A huge volume of digital data has been harvested, stored and shared in the last few years – from sources such as social media, geolocation systems and aerial images from drones and satellites – giving researchers many new ways to study information and decrypt our world. In Switzerland, the Federal Statistical Office (FSO) has taken an interest in the big data revolution and the possibilities it offers to generate predictive statistics for the benefit of society.
Conventional methods such as censuses and surveys remain the benchmark for generating socio-economic indicators at the municipal, cantonal and national levels. But these methods can now be supplemented with secondary, mostly pre-existing data, from sources such as cell-phone subscriptions and credit cards. According to the FSO’s 2017 Data Innovation Strategy, “The goal of data innovation is to enhance the quality, scope and cost-efficiency of statistical products and to reduce the response burden on households and businesses.”
Against this backdrop, a team of scientists at EPFL's Laboratory on Human-Environment Relations in Urban Systems (HERUS) conducted a ground-breaking study on novel uses for the data held by insurance companies.

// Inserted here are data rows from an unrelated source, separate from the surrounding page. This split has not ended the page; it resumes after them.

PR #7253, opened 2018-02-15
Validate that .ruby-version and Dockerfile have matching version

adrianclay:
It is important that the Dockerfile matches the .ruby-version as we use the Dockerfile as part of the publishing-e2e-tests.  If the .ruby-version gets bumped without the Dockerfile then the publishing-e2e-tests could give you a false negative that the upgrade is non-breaking.

There isn't a way to automatically pull the .ruby-version into the Dockerfile. So in place of that add a CI check which validates they are at parity.

We ignore any information after the - from both sides to allow for minor variations.
```
2.0.0-p648 == 2.0.0-alpine
```

Example mismatching versions build:
https://ci.integration.publishing.service.gov.uk/job/travel-advice-publisher/job/dodgy-ruby-version-patch/34/console

Example matching versions build:
https://ci.integration.publishing.service.gov.uk/job/travel-advice-publisher/job/dodgy-ruby-version-patch/36/console

**TODO:** Check the following apps don't break from this change.

- [x] ~govuk/gemstash-alpine~ Dockerfile comes from inside of this repo, and wouldn't be checked by this change.
- [x] govuk/government-frontend
- [x] ~govuk/logspout-alpine~ Dockerfile comes from inside of this repo, and wouldn't be checked by this change.
- [x] govuk/rummager
- [x] govuk/whitehall
- [x] govuk/static
- [x] govuk/publishing-api
- [x] govuk/asset-manager
- [x] govuk/frontend
- [x] govuk/publisher
- [x] govuk/manuals-publisher
- [x] govuk/collections
- [x] govuk/collections-publisher
- [x] govuk/content-store
- [x] govuk/manuals-frontend
- [x] ~govuk/router~ Does not use the `govuk_jenkinslib.groovy`
- [x] govuk/router-api
- [x] govuk/travel-advice-publisher
- [x] govuk/content-tagger
- [x] govuk/specialist-publisher
- [x] govuk/calendars
- [x] govuk/finder-frontend
- [x] govuk/contacts=
- [x] govuk/content-performance-manager
- [x] govuk/signon
- [x] govuk/release
- [x] govuk/email-alert-frontend
- [x] govuk/calculators
- [x] govuk/info-frontend
- [x] govuk/feedback
- [x] govuk/content-audit-tool
- [x] govuk/licencefinder

### DIFF
--- a/modules/govuk_jenkins/files/var/lib/jenkins/groovy_scripts/govuk_jenkinslib.groovy
+++ b/modules/govuk_jenkins/files/var/lib/jenkins/groovy_scripts/govuk_jenkinslib.groovy
@@ -829,11 +829,28 @@ def hasDatabase() {
   sh(script: "test -e config/database.yml", returnStatus: true) == 0
 }
 
+def validateDockerFileRubyVersion() {
+  if (fileExists(file: ".ruby-version")) {
+    def rubyVersion = readFile(file: ".ruby-version")
+    // Remove any patch information from the ruby version. 2.0.0-p648 -> 2.0.0
+    rubyVersion = rubyVersion.trim().split("-")[0]
+
+    // The Dockerfile base image version can be optionally suffixed with a - followed by a variant
+    // e.g. ruby:2.4.2-slim
+    def hasMatchingVersions = sh(script: "egrep \"FROM ruby:${rubyVersion}(\$|-)\" Dockerfile", returnStatus: true) == 0
+    if (!hasMatchingVersions) {
+      def baseImageDefinition = sh(script: "egrep \"FROM \" Dockerfile", returnStdout: true).trim()
+      error("Dockerfile uses base image \"${baseImageDefinition}\", this mismatches .ruby-version \"${rubyVersion}\"")
+    }
+  }
+}
+
 def hasDockerfile() {
   sh(script: "test -e Dockerfile", returnStatus: true) == 0
 }
 
 def buildDockerImage(imageName, tagName, quiet = false) {
+  validateDockerFileRubyVersion()
   tagName = safeDockerTag(tagName)
   args = quiet ? "--quiet ." : "."
   docker.build("govuk/${imageName}:${tagName}", args)


h-lame:
This looks like it'll do the right thing, but could we make the `Dockerfile` consume the `.ruby-version` file instead so there's no chance of them getting out of sync?  I think we've done similar things when we have a `.ruby-version` file and a `ruby` declaration in the `Gemfile`.

h-lame:
Oh, sorry @adrianclay - I didn't spot that you'd already said there's no way to have the `Dockerfile` consume `.ruby-version`.  You may have already explored and discounted this, but I don't suppose we could read the `.ruby-version` file and pass the contents in as an `--arg` when we run the docker commands?

adrianclay:
Hey @h-lame 

The difficulty with the arg approach is then with the ` docker-compose.yml ` inside publishing-e2e-tests where we define the build.  We'd have to do something like this:

```
travel-advice-publisher:
  image: govuk/travel-advice-publisher:${TRAVEL_ADVICE_PUBLISHER_COMMITISH:-master}
  build:
    context: apps/travel-advice-publisher
    args:
      RUBY_VERSION:${TRAVEL_ADIVCE_PUBLISHER_RUBY_VERSION}
```

From the `Makefile` we could then populate the environment variable with some magic, but it becomes a pain when running `docker-compose` from outside of the `Makefile`.  You have a similar situation if you ever wanted to build the `Dockerfile` locally, having to pass in the `--arg` as you mention.  Ideally, we'd want something similar to the `Gemfile` solution where the version is pulled in instead of having to be pushed in.

I agree this solution isn't ideal, but in my eyes it's the lesser of two evils.

adrianclay:
Hey @kevindew I've put in a couple of links to Jenkins scenarios in the PR description (versions matching and versions not matching), if you're looking for something different let me know.

h-lame:
@adrianclay that does seem painful.  I think you're probably right that if there's no easy way to do it automatically then at least with this PR we have an automatic way to remind us to make the change.

kevindew:
The failed build looks good 👍 
Yeah I don't think there's a particularly practical way to set the ruby version through an arg since it's the base image.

The lab's leading partner company, La Mobilière, provided anonymized data from hundreds of thousands of policyholders. These data included factors such as age, residential postal code, car- and homeownership, and employment status.

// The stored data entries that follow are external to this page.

PR #7255, opened 2018-02-15
Set unicorn worker processes in puppet

sihugh:
These apps are set up to read `UNICORN_WORKER_PROCESSES` env vars to set the
number of worker processes to use.

The default is 2 processes, but I know that platform support are likely to change
this as part of https://trello.com/c/5qhHri2F/90-check-if-we-have-enough-server-resource-serving-government-frontend so I've added it in anyway.

If this is merged, then we can remove the default from frontend's https://github.com/alphagov/frontend/blob/41d9f122404216c3c77e77c5933a9a02dc47ef57/config/unicorn.rb#L4

### DIFF
--- a/hieradata/common.yaml
+++ b/hieradata/common.yaml
@@ -398,9 +398,11 @@ govuk::apps::frontend::nagios_memory_warning: 1200
 govuk::apps::frontend::nagios_memory_critical: 1400
 govuk::apps::frontend::redis_host: "%{hiera('sidekiq_host')}"
 govuk::apps::frontend::redis_port: "%{hiera('sidekiq_port')}"
+govuk::apps::frontend::unicorn_worker_processes: "4"
 
 govuk::apps::government-frontend::nagios_memory_warning: 900
 govuk::apps::government-frontend::nagios_memory_critical: 1000
+govuk::apps::government-frontend::unicorn_worker_processes: "2"
 
 govuk::apps::govuk_cdn_logs_monitor::processed_data_dir: '/mnt/logs_cdn/data'
 
--- a/hieradata_aws/common.yaml
+++ b/hieradata_aws/common.yaml
@@ -401,9 +401,11 @@ govuk::apps::frontend::nagios_memory_warning: 1200
 govuk::apps::frontend::nagios_memory_critical: 1400
 govuk::apps::frontend::redis_host: "%{hiera('sidekiq_host')}"
 govuk::apps::frontend::redis_port: "%{hiera('sidekiq_port')}"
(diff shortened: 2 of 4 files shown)


h-lame:
You'll need to update https://github.com/alphagov/govuk-puppet/blob/master/modules/govuk/manifests/apps/government_frontend.pp to pull in the hieradata value and pass it down to `govuk::app`.  Like what https://github.com/alphagov/govuk-puppet/blob/master/modules/govuk/manifests/apps/whitehall.pp does.

Might be worth setting up the same for frontend while you're at it, then you can drop the worker_process line from it's unicorn.rb and let govuk_app_config deal with it.

h-lame:
Uh, actually, I mean like https://github.com/alphagov/govuk-puppet/blob/master/modules/govuk/manifests/apps/imminence.pp, not whitehall.  Whitehall does pass a value down to `govuk::app`, but not by pulling it in from hieradata.

sihugh:
Lovely, thanks @h-lame. I had a feeling I hadn't quite finished

sihugh:
Frontend isn't currently using an up to date version of govuk_app_config although Kevin said he'd be looking at it soon for Docker reasons.  When he does bump it, he can remove the unicorn.rb bits :-)

hieradata/common.yaml
```diff
@@ -389,9 +389,11 @@ govuk::apps::frontend::nagios_memory_warning: 1200
 govuk::apps::frontend::nagios_memory_critical: 1400
 govuk::apps::frontend::redis_host: "%{hiera('sidekiq_host')}"
 govuk::apps::frontend::redis_port: "%{hiera('sidekiq_port')}"
+govuk::apps::government-frontend::unicorn_worker_processes: "3"
```
h-lame: should this one be `govuk::apps::frontend::unicorn_worker_processes` ?

hieradata_aws/common.yaml
```diff
@@ -395,9 +395,11 @@ govuk::apps::frontend::nagios_memory_warning: 1200
 govuk::apps::frontend::nagios_memory_critical: 1400
 govuk::apps::frontend::redis_host: "%{hiera('sidekiq_host')}"
 govuk::apps::frontend::redis_port: "%{hiera('sidekiq_port')}"
+govuk::apps::government-frontend::unicorn_worker_processes: "3"
```
h-lame: and this one

hieradata/common.yaml
sihugh: I really was feeling funny yesterday :-/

“We wanted to see if we could use these data to predict specific socio-economic indicators – ones that could give us a better picture of the quality of Switzerland’s urban areas. One big advantage of the data held by insurers – provided they’re willing to share it – is that they are cheap to use, since they already exist, and annual surveys can be carried out at no extra cost,” says Emanuele Massaro, a lead author of the study, which was published in PLOS ONE on 3 March.
Using data-mining techniques, the research team extracted the relevant information and aggregated it to cover the 170 most populated Swiss towns. In all, they obtained nearly 600,000 profiles, each identified by a unique code. “La Mobilière’s dataset is very complete; it contains a wide range of information that enabled us to factor in over 30 variables, which we used mainly to select those variables that best match each socio-economic indicator,” says Lorenzo Donadio, a Master's student in environmental science and engineering at EPFL and the study’s first author.
A spatial regression model
The scientists developed a spatial regression model to accurately predict twelve variables in six categories: population, transport, work, space and region, housing, and the economy. “Of course, our predictions can’t replace official censuses, but they can serve as yearly signposts. We also wanted to show that insurers’ datasets contain a great deal of socially relevant information – beyond what they use for marketing and market research – and that insurers should consider working more closely with researchers,” says Massaro.
The team’s statistical model was developed solely for research purposes and has no practical application as such. It could be used to help guide policymakers, but regular census data are still needed. La Mobilière's data are missing certain information, such as for young people under the age of 18, but are nevertheless representative of a large portion of the population. “Our model could be used by city policymakers and government statistical offices, which could incorporate this type of information in their modernization efforts. Insurers' datasets are highly granular because they contain very specific information about their customers,” says Massaro.